"Close...but not as good as an educator." -- Using ChatGPT to provide
formative feedback in large-class collaborative learning
- URL: http://arxiv.org/abs/2311.01634v1
- Date: Thu, 2 Nov 2023 23:00:38 GMT
- Title: "Close...but not as good as an educator." -- Using ChatGPT to provide
formative feedback in large-class collaborative learning
- Authors: Cory Dal Ponte, Sathana Dushyanthen and Kayley Lyons
- Abstract summary: We employed ChatGPT to provide personalised formative feedback in a one-hour Zoom break-out room activity.
Half of the 44 survey respondents had never used ChatGPT before.
Only three groups used the feedback loop to improve their evaluation plans.
- Score: 0.0
- License: http://creativecommons.org/licenses/by/4.0/
- Abstract: Delivering personalised, formative feedback to multiple problem-based
learning groups in a short time period can be almost impossible. We employed
ChatGPT to provide personalised formative feedback in a one-hour Zoom break-out
room activity that taught practicing health professionals how to formulate
evaluation plans for digital health initiatives. Learners completed an
evaluation survey that included Likert scales and open-ended questions that
were analysed. Half of the 44 survey respondents had never used ChatGPT before.
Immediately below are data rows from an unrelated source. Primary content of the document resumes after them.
PR #102, opened 2024-10-28
Check Hidden values

### LINKED ISSUE #91: Ignore hidden values in modules
It can happen that modules have hidden values.

For instance, in the following example:

```
module type M = sig
  val x : int
end

module type N = sig
  include M
  val x : float
end
```
the `x` value coming from `include M` is shadowed by the "redeclaration" of `x`.

The visibility of a signature item is given by the [`visibility`](https://github.com/ocaml/ocaml/blob/trunk/typing/types.mli#L606) value of the [`signature_item`](https://github.com/ocaml/ocaml/blob/trunk/typing/types.mli#L626).

However, the API diffing currently ignores this visibility property.

This issue consists of two steps:

- Exhibit in a test a bug in the diffing that is due to this "visibility oversight"
- Fix it by taking the visibility into account when diffing two API.

NchamJosephMuam:
closes #91 
Hello @NathanReb @panglesd 
I added some code to explicitly check for visibility. I will now continue with writing the tests.

### DIFF
--- a/lib/diff.ml
+++ b/lib/diff.ml
@@ -19,18 +19,30 @@ type type_ = {
 
 type module_ = {
   mname : string;
-  mdiff : (module_declaration, module_modification) t;
+  mdiff : (module_declaration, signature_modification) t;
 }
 
-and module_modification = Unsupported | Supported of sig_item list
-and sig_item = Value of value | Module of module_ | Type of type_
+and modtype = {
+  mtname : string;
+  mtdiff : (modtype_declaration, signature_modification) t;
+}
 
-type item_type = Value_item | Module_item | Type_item [@@deriving ord]
+and signature_modification = Unsupported | Supported of sig_item list
+
+and sig_item =
+  | Value of value
+  | Module of module_
+  | Type of type_
+  | Modtype of modtype
+
+type item_type = Value_item | Module_item | Type_item | Modtype_item
+[@@deriving ord]
 
 type sig_items =
   | Val of value_description
   | Mod of module_declaration
   | Typ of type_declaration * Ident.t
+  | Modtype of modtype_declaration
 
 module Sig_item_map = Map.Make (struct
   type t = item_type * string [@@deriving ord]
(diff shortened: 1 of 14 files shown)


lib/diff.ml
```diff
@@ -38,18 +38,28 @@ and sig_item =
 let extract_items items =
   List.fold_left
     (fun tbl item ->
+      let visibility = Types.item_visibility item in
```
NathanReb, line 41: You don't need to call this function, the visibility is part of each sig item constructor arguments so you can directly pattern match over it.

lib/diff.ml
```diff
@@ -38,18 +38,28 @@ and sig_item =
...
       match item with
       | Sig_module (id, _, mod_decl, _, _) ->
-          Sig_item_map.add ~name:(Ident.name id) Sig_item_map.Module mod_decl
-            tbl
+          if visibility = Types.Hidden then tbl
```
NathanReb, line 44: Same here, you don't need to go through an if-then-else, you can directly match over the `visibility` argument (last one) and let the pattern matching wildcard case at the end handle all `Hidden` items.

lib/diff.ml
```diff
@@ -39,15 +39,15 @@ let extract_items items =
   List.fold_left
     (fun tbl item ->
       match item with
-      | Sig_module (id, _, mod_decl, _, _) ->
+      | Sig_module (id, _, mod_decl, _, Types.Exported) ->
```
NathanReb, line 42: The local open should not be necessary here! Same applies to the other cases.
```suggestion
      | Sig_module (id, _, mod_decl, _, Exported) ->
```

NathanReb (commented):
This looks good, thanks! Could you add a changelog entry in the `Fixed` section?

NchamJosephMuam:
> This looks good, thanks! Could you add a changelog entry in the `Fixed` section?
Yeah, thank you for the review. I'll add the changelog in the next commit

panglesd:
Since you merged `main` in this PR, there is a new case to handle in the pattern-match!

NchamJosephMuam:
> Since you merged `main` in this PR, there is a new case to handle in the pattern-match!

Thank you for catching that. I have updated it in the latest commit.

NathanReb (approved):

Overall, respondents found the feedback favourable, described a wide range of
group dynamics, and had adaptive responses to the feedback, yet only three
groups used the feedback loop to improve their evaluation plans. Future
educators can learn from our experience including engineering prompts,
providing instructions on how to use ChatGPT, and scaffolding optimal group
interactions with ChatGPT. Future researchers should explore the influence of
ChatGPT on group dynamics and derive design principles for the use of ChatGPT
in collaborative learning.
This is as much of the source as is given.